• [WHAT TO WORK ON]
One number alone answers this: the count of lines below in which the word "properly" is found.

Items listed in a dataset:
╔══

PR #3504, opened 2014-08-25
Fix #3046, Client validation with skipOnError option

### LINKED ISSUE #3046: Captcha validator bug with client validation
Suppose I have the following rules for captcha validation:

```
array('verifyCode', 'required'),
array('verifyCode', 'captcha', 'allowEmpty'=>!CCaptcha::checkRequirements(), 'skipOnError'=>true),
```

With client side validation turned on (not ajax), the error is still generated (in errorSummary) for the second rule (i.e. it does not seem to respect the `skipOnError` setting).

One other thing is that the error message that gets generated by default does not use the attribute label, i.e. it seems to be hard coded as 'verification code'.

SG5:
Fix for #3046


samdark:
Won't be fixed in 1.1.

PR #3509, opened 2014-08-28
Allow to use media parameter for css files in packages

bizley:
When adding css files to package we can specify media parameter for the file like
'css' => array('first-file-url-no-media', 'second-file-url-with-media'=>'media-like-print-or-whatever')


samdark:
Won't be fixed in 1.1.

PR #3529, opened 2014-09-08
yiigridview.getChecked should return array of checkbox's values instead of keys

dlnsk:
It allow to change 'name' parameter of CCheckBoxColumn.

I use MANY-MANY (Child-ChildSchool-School) relation, so I select records from ChildSchool but display related Childs like this:

```
'columns'      => array(
    array(
        'class' => 'CCheckBoxColumn',
        'id' => 'child-boxes',
        'name' => 'child.id',
        'selectableRows' => 2,
    ),
    array(
        'name' => 'child.lastname',
        'value' => 'CHtml::link(CHtml::encode($data->child->lastname),
                                 array("view","id" => $data->child->id))',
        'type' => 'raw',
        'filter' => CHtml::activeTextField($model, 'lastname'),
    ), 
    etc
```

In this case even if I use 'name' in CCheckBoxColumn yiigridview.getChecked returns keys of ChildSchool instead of 'child.id'.

### DIFF
--- a/framework/zii/widgets/assets/gridview/jquery.yiigridview.js
+++ b/framework/zii/widgets/assets/gridview/jquery.yiigridview.js
@@ -392,14 +392,14 @@
 		 */
 		getChecked: function (column_id) {
 			var settings = gridSettings[this.attr('id')],
-				keys = this.find('.keys span'),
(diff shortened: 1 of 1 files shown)


samdark:
Won't be fixed in 1.1.

PR #3543, opened 2014-09-16
resetDefaultScope option in condition AR

yamaha252:


samdark:
Won't be fixed in 1.1.

PR #3547, opened 2014-09-20
Added extra configuration tag to a li node in CMenu class

avallem:
With this add we handle which tag is rendered inside a li node


samdark:
Won't be fixed in 1.1.

PR #3575, opened 2014-10-08
Set default column class for CGridView

bkwint:
When you currently want to use a custom column class for a column you have to define the class property in the column array definition. When you want to overwrite the column class for every column in the grid view you have to either define the class property for every column or you have to extend the CGridView with your own implementation and overwrite the two functions createDataColumn($text) and initColumns().

This implementation of the CGridView helps you to make this more easy. A property has been added to the CGridView named $defaultColumnClass. This property has the default value CDataColumn but this can be overwritten when setting up your grid view. When you overwrite this any column that does not have a class defined in it, will automatically use the newly given DataColumn class.


samdark:
Won't be fixed in 1.1.

PR #3590, opened 2014-10-13
fix #3589 using the proposed tactic.

### LINKED ISSUE #3589: CJSON::decode does not properly flag invalid JSON input as invalid (return NULL)
When the bad content resides inside an array in the JSON input string, then that array content is decoded as NULL but the CJSON::decode() call itself still produces the rest and thus acts as if the input is legal (valid).

Minimal example to show the difference between PHP json_decode() (PHP 5.4+) and CJSON::decode() -- note the incorrect "y" array element: the colon is illegal --:

```
var_dump(json_decode('{ "x": [ "y" : { "A": 1 }], "z": 7 }'));
//   => NULL 

var_dump(CJSON::decode('{ "x": [ "y" : { "A": 1 }], "z": 7 }'));
//   => array(2)
//      x => array(1)
//          0 => NULL 
//      z => integer 7
```

The reason CJSON::decode() fails is because apparently decode errors are not propagated in its own PHP-based decoder, which, thanks to #403, is invoked when PHP native `json_decode()` returns NULL, as it does here.
## I have not provided a fix, because...:

Looking at the CJSON.php code, you'll find that the place where the array is parsed at line 515:

```
$arr[] = self::decode($slice,$useArray);
```

cannot easily detect where the returned NULL is a 'proper' NULL (because the input `$slice` was `null`) or an error-signaling NULL.

One option would be to pass along an variable reference which can be used to flag the error in any recursive call to `self::decode()`. Or one could throw an exception and catch it at the root call level. 
I don't know which solution flavor is prefered by the YII coders (personally I would go for the extra pass-by-reference parameter + if() check, assuming that would produce generally faster (as in: less slow) code in PHP, compared to nested try/catch exception stacks). 

**Side Note**: given the way CJSON::decode() is written, I bet the same bug type exists in the object decode path (where `{"a","b"}` is array-like illegal JSON) as it uses self::decode() recursion too.

GerHobbelt:
(Aside: Note that the CJSON::decode() is still not so sophisticated that it checks the legality of the Unicode characters in the Unicode strings in the input: some illegal stuff _may_ slip through that way. For when you feel like being extra nasty...)

### DIFF
--- a/CHANGELOG
+++ b/CHANGELOG
@@ -56,6 +56,7 @@ Version 1.1.16 under development
 - Bug #3406: Fixed Object of class Imagick could not be converted to string (eXprojects)
 - Bug #3410: Fixed wrong translation parameter name in CPhpAuthManager::addItemChild() (klimov-paul)
 - Bug #3569: CConsoleCommand::copyFiles() did not replace DIRECTORY_SEPARATOR correctly (jmxhit)
+- Bug #3589: CJSON::decode does not properly flag invalid JSON input as invalid (GerHobbelt)
 - Bug: Fixed the bug that backslashes are not escaped by CDbCommandBuilder::buildSearchCondition() (qiangxue)
 - Bug: Fixed URL parsing so it's now properly giving 404 for URLs like "http://example.com//////site/about/////" (samdark)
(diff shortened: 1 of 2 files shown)


samdark:
Won't be fixed in 1.1.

╚══

• [EXERCISE OUTPUT]
3